_Required work_: Wherever the string "fallback" appears in a line of the listing below, report that line.

_Data for the task_:
PR #2499, opened 2024-02-03
use `policy/v1` for `PodDisruptionBudget`

a7i:
## What does this PR change?
* uses policy/v1 for listing PDBs

* No

* policy/v1beta1 is no longer served as of 1.25

* Closes ...

## How was this PR tested?
* 

* 

*

### DIFF
--- a/pkg/clustercache/clustercache.go
+++ b/pkg/clustercache/clustercache.go
@@ -9,7 +9,7 @@ import (
 	appsv1 "k8s.io/api/apps/v1"
 	batchv1 "k8s.io/api/batch/v1"
 	v1 "k8s.io/api/core/v1"
-	"k8s.io/api/policy/v1beta1"
+	policyv1 "k8s.io/api/policy/v1"
 	stv1 "k8s.io/api/storage/v1"
 	"k8s.io/apimachinery/pkg/fields"
 	"k8s.io/client-go/kubernetes"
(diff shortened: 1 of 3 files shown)


mattray:
@a7i thanks for opening this! Looking at the [Kubernetes API documentation](https://kubernetes.io/docs/reference/using-api/deprecation-guide/#poddisruptionbudget-v125) I see this API was removed in 1.25 and available since 1.21. This means we should update 
https://www.opencost.io/docs/installation/install
and Kubecost should update
https://docs.kubecost.com/install-and-configure/install/environment#supported-kubernetes-versions
accordingly.

mattray (approved):
I want another @opencost/opencost-maintainers to merge it, but it looks good to me.

michaelmdresser (approved):
If I'm reading K8s notes correctly, `policy/v1` `PodDisruptionBudget` was added in K8s v1.21 (https://github.com/kubernetes/sig-release/blob/master/releases/release-1.21/release-notes/release-notes-draft.md). I think that's enough prior versions of support for us to roll forward with only supporting policy/v1 PDBs.

EDIT: Matt, I can't read. Thank you for doing the research.

michaelmdresser:
Hey @AjayTripathy -- heads up that this will bump KC's min K8s version from v1.20 to v1.21, but I think it might only affect Spot Commander.

PR #2500, opened 2024-02-04
Fix UI Build Command in CONTRIBUTING.md

ChihweiLHBird:
It's `just build` rather than `just build-ui`. Fixing it in the doc.


mattray (approved):

mattray:
@ChihweiLHBird good catch, thanks!

PR #459, opened 2026-08-26
fix: preserve custom provider identity in login-free mode

duolahypercho:
## Summary

Preserve an already selected custom `model_provider` while login-free mode is active, so the Codex client keeps the same provider identity instead of remounting its chat surface. The router temporarily replaces that provider's complete table with an ownership-marked, auth-free Responses table, then restores the original table and root model exactly when the mode is disabled.

The built-in `openai` provider is intentionally different: Codex 0.141 requires authentication for its implicit definition, while current 0.150 Desktop builds reject an explicit `[model_providers.openai]` override. Root-OpenAI configurations therefore use the established `codex-router` provider fallback during login-free mode and restore the original root provider afterward.

## Safety and compatibility

- Keeps custom provider IDs unchanged and sets `requires_openai_auth = false` only in the temporary router-owned table.
- Snapshots every replaced provider section, including nested tables, in protected state and restores it only after an ownership check.
- Preserves ownership ID, model selection, and restore metadata across ordinary updates and native-catalog refreshes.
- Restores the prior transport after catalog publication failures and refuses restoration if the direct provider/model source changed concurrently.
- Journals login-free catalog refreshes before parking the transport. Recovery requires a private, non-symlink journal bound to the exact provider-state bytes, ownership ID, canonical route, and display alias; state plus inactive config alone remains fail-closed.
- Serializes the complete refresh with a cross-process lock. A second refresh waits instead of interleaving, and an abandoned stale lock permits the protected journal to resume.
- Only `bin/refresh-catalog` may resume or complete a pending refresh. Ordinary enable/disable/model changes, installation, and doctor repair refuse without mutating state until that recovery command completes.
- Migrates the draft root-OpenAI v3 state to the cross-version provider fallback without losing the original model restore record.
- Keeps the state writer transactional and restores the previous state if the Codex config write fails.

_Response to the task_:
The built-in `openai` provider is intentionally different: Codex 0.141 requires authentication for its implicit definition, while current 0.150 Desktop builds reject an explicit `[model_providers.openai]` override. Root-OpenAI configurations therefore use the established `codex-router` provider fallback during login-free mode and restore the original root provider afterward.
- Migrates the draft root-OpenAI v3 state to the cross-version provider fallback without losing the original model restore record.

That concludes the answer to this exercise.